Download or read book Dada as Text Thought and Theory written by Stephen Forcer and published by Routledge. This book was released on 2017-07-05 with total page 319 pages. Available in PDF, EPUB and Kindle. Book excerpt: The Dada movement, revered as perhaps the purest form of cultural subversion and provocation in 20th-century Europe, has been a victim of the readiness with which cultural historians have swallowed its own propaganda. Based on extensive close analysis of French-language Dada work in its original form, and offering English translations throughout, this major reappraisal looks at a broad range of media and topics - including poetry, film, philosophy, and quantum physics - in order to get beyond Dada's typecasting as avant-garde anti-hero. Work by women writers and other marginalized figures combines with that of canonical Dadaists to present Dada in a radically new set of guises: poetic and textually subtle; intellectually and philosophically meaningful; peaceable and quasi-Buddhist; and, perhaps most uncomfortably of all, conformist and reactionary.

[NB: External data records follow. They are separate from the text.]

PR #742, opened 2026-05-29
[codex] Handle long-page slicing

salihozkara:
## Summary

- Add shared vertical slicing for very tall pages and use it across text detection, layout detection, speech-bubble segmentation, manga text segmentation, and Flux inpainting.
- Stitch sliced probability maps/masks with max blending, offset/dedupe detected regions, and keep inpainting scoped to masked slices before compositing back.
- Fall back from WebP to PNG for oversized image dimensions so rendered/inpainted outputs can be stored for long strips.
- Fix embedded asset lookup so the headless Web UI can serve bundled assets consistently.

## User-visible behavior changes

- Very tall manga strip images should no longer fail or over-resize as often during detection, segmentation, inpainting, and final render storage.
- Long-page processing may run as multiple internal slice passes, but the page remains a single imported page and the resulting masks, detections, inpainted image, and rendered image are stitched back into the original coordinate space.
- Oversized rendered/inpainted blobs may be stored as PNG instead of WebP when WebP dimension limits would reject the image; loading and export paths still decode the stored image normally.

## Root Cause

Very tall manga strips were being passed through several engines as one oversized frame. Some models resized the whole page too aggressively, some inpainting paths formed huge crops, and WebP encoding cannot handle dimensions above its limit. That made detect/OCR-adjacent segmentation/inpaint/render flows fail or become impractically slow on long images.

## Verification

- Ran `cargo fmt -- --check`
- Ran `git diff --check`
- Ran `koharu-ml` unit tests in a Linux build container
- Ran oversized WebP fallback test for `koharu-app`
- Smoke-tested the headless Web UI at `/` and `/api/v1/config`

## AI assistance

AI assistance was used to prepare this draft patch. The PR is intentionally kept as a draft until the contributor reviews and understands the changes before submission for maintainer review.

### DIFF
--- a/.github/workflows/build.yml
+++ b/.github/workflows/build.yml
@@ -37,10 +37,17 @@ jobs:
       - uses: actions/checkout@v6
       - uses: oven-sh/setup-bun@v2
       - uses: Swatinem/rust-cache@v2
+      - name: Free disk space
+        if: matrix.os == 'ubuntu-latest'
+        run: |
+          sudo rm -rf /usr/share/dotnet /usr/local/lib/android /opt/ghc
+          sudo apt-get clean
+          df -h
       - uses: Jimver/cuda-toolkit@master
         if: matrix.os == 'ubuntu-latest'
         with:
           cuda: '13.0.0'
+          linux-local-args: '["--toolkit"]'
           log-file-suffix: '${{ matrix.os }}.txt'
       - uses: Jimver/cuda-toolkit@master
         if: matrix.os == 'windows-latest'
--- a/koharu-app/src/ai.rs
+++ b/koharu-app/src/ai.rs
@@ -257,7 +257,7 @@ impl AiManager {
                     let generated = image::load_from_memory(&generated_bytes)
                         .with_context(|| "failed to decode Codex image result")?;
                     let (width, height) = image_dimensions(&generated);
-                    let blob = session.blobs.put_webp(&generated)?;
+                    let blob = session.blobs.put_image(&generated)?;
                     Ok::<_, anyhow::Error>((width, height, blob))
                 })?;
             tracing::info!(width, height, "decoded and stored Codex generated image");
--- a/koharu-app/src/blobs.rs
+++ b/koharu-app/src/blobs.rs
@@ -12,13 +12,14 @@ use std::num::NonZeroUsize;
 use std::path::{Path, PathBuf};
 
 use anyhow::{Context, Result};
-use image::{DynamicImage, RgbaImage};
+use image::{DynamicImage, ImageFormat, RgbaImage};
 use koharu_core::BlobRef;
 use lru::LruCache;
 use parking_lot::Mutex;
 
 const IMAGE_CACHE_CAPACITY: usize = 64;
 const RAW_MAGIC: &[u8; 4] = b"RGBA";
+const WEBP_MAX_DIMENSION: u32 = 16_383;
 
 /// Content-addressed blob store + decoded-image LRU.
 pub struct BlobStore {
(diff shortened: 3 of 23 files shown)


salihozkara:
A quick note for transparency: I do not know Rust well enough to fully review the Rust implementation myself. I relied on Codex for the Rust changes and validated the branch with formatting and tests, but I would appreciate a careful Rust-level review for correctness and maintainability.

salihozkara:
Addressed the review feedback in the latest push:

- added a minimum slice height and removed the silent `num_slices.max(1)` fallback
- extracted shared bbox duplicate helpers and moved probability-map stitching onto `ProbabilityMap::stitch_max`
- updated Flux sliced inpaint to avoid reprocessing overlap pixels, fall through when no slice is processed, and crop page-sized reference images per slice
- preserved per-slice `line_polygons`, sorted layout regions deterministically before assigning `order`, and reused `VerticalSlicer::is_tall` for the AoT tall-page heuristic
- renamed image blob storage from `put_webp` to `put_image` and guarded the Tauri asset `/` fallback

Verification:
- `cargo fmt -- --check`
- `git diff --check`
- Docker/Linux: `cargo test -p koharu-ml --lib`
- Docker/Linux: `cargo test -p koharu-app oversized_webp_falls_back_to_png`
- Docker/Linux: `cargo test -p koharu-ml flux2_klein --lib`

Native Windows `cargo test` is still blocked by the missing MSVC `link.exe` in this process environment, so the Rust tests were verified in the Linux container.

salihozkara:
Follow-up review items from the latest pass are also addressed:

- kept `comic_text_bubble_detector` on its previous `target_slice_ratio: 3.0` while other long-page engines use the shared default
- sorted layout regions/text blocks before dedupe so higher-confidence duplicates win
- skipped non-matching full-size Flux references for slice-sized inpaint calls; matching page references are cropped per slice
- documented `VerticalSlicer::slices`, optimized CTD gray-map stitching over raw buffers, clarified `put_image` format expectations, and documented the Tauri asset fallback
- reordered speech-bubble probability stitching before offsetting region/mask coordinates so the final result consistently uses full-page coordinates

Re-ran:
- `cargo fmt -- --check`
- `git diff --check`
- Docker/Linux: `cargo test -p koharu-ml --lib`
- Docker/Linux: `cargo test -p koharu-app oversized_webp_falls_back_to_png`

salihozkara:
Addressed the newest review pass in `49c6134a`:

- `stitch_gray_max` now returns `Result` and validates width / destination Y instead of silently clipping
- `ProbabilityMap::stitch_max` now errors when `dst_y` is outside the destination map
- Flux sliced inpaint now crops from the running `output` so later slices see prior overlap context
- `VerticalSlicer::slices` documents that `MIN_SLICE_HEIGHT` can override the configured ratio for narrow images
- asset fallback now uses `prefixed` instead of shadowing `path`
- CTD `line_polygons` are deduped across overlapping slices

For the two optional items: I left O(n²) dedupe as-is because the region counts here are expected to stay small and the current code is simpler; I also kept oversized blobs as PNG fallback rather than adding tiled storage in this PR because tiling would change the blob/storage contract. I verified `LayoutRegion` only has `bbox` and `polygon_points` as positional fields, and both are offset.

Verification:
- `cargo fmt -- --check`
- `git diff --check`
- Docker/Linux: `cargo test -p koharu-ml --lib`
- Docker/Linux: `cargo check -p koharu`

Ex-Communicad0:
@salihozkara i am wondering what made you close the pr, is it not suitable, i am interested in webtoon format also let m eknow

salihozkara:
> @salihozkara i am wondering what made you close the pr, is it not suitable, i am interested in webtoon format also let m eknow

It was decided on the Discord channel that the app should not perform this task. The person who will use it should divide it into sections themselves beforehand. @Ex-Communicad0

Download or read book French Women s Writing 1848 1994 written by Diana Holmes and published by A&C Black. This book was released on 2000-01-12 with total page 341 pages. Available in PDF, EPUB and Kindle. Book excerpt: A wide range of French women writers are surveyed, including Sand, Colette, Beauvoir and Duras among the "canonized", and many marginalized or forgotten and contemporary names not yet widely known outside France. These writers are seen within the political, economic and cultural context of women's lives and how these have changed across a century-and-a-half. Underpinning the whole account is the relationship between gender and language, between politics sexual and textual.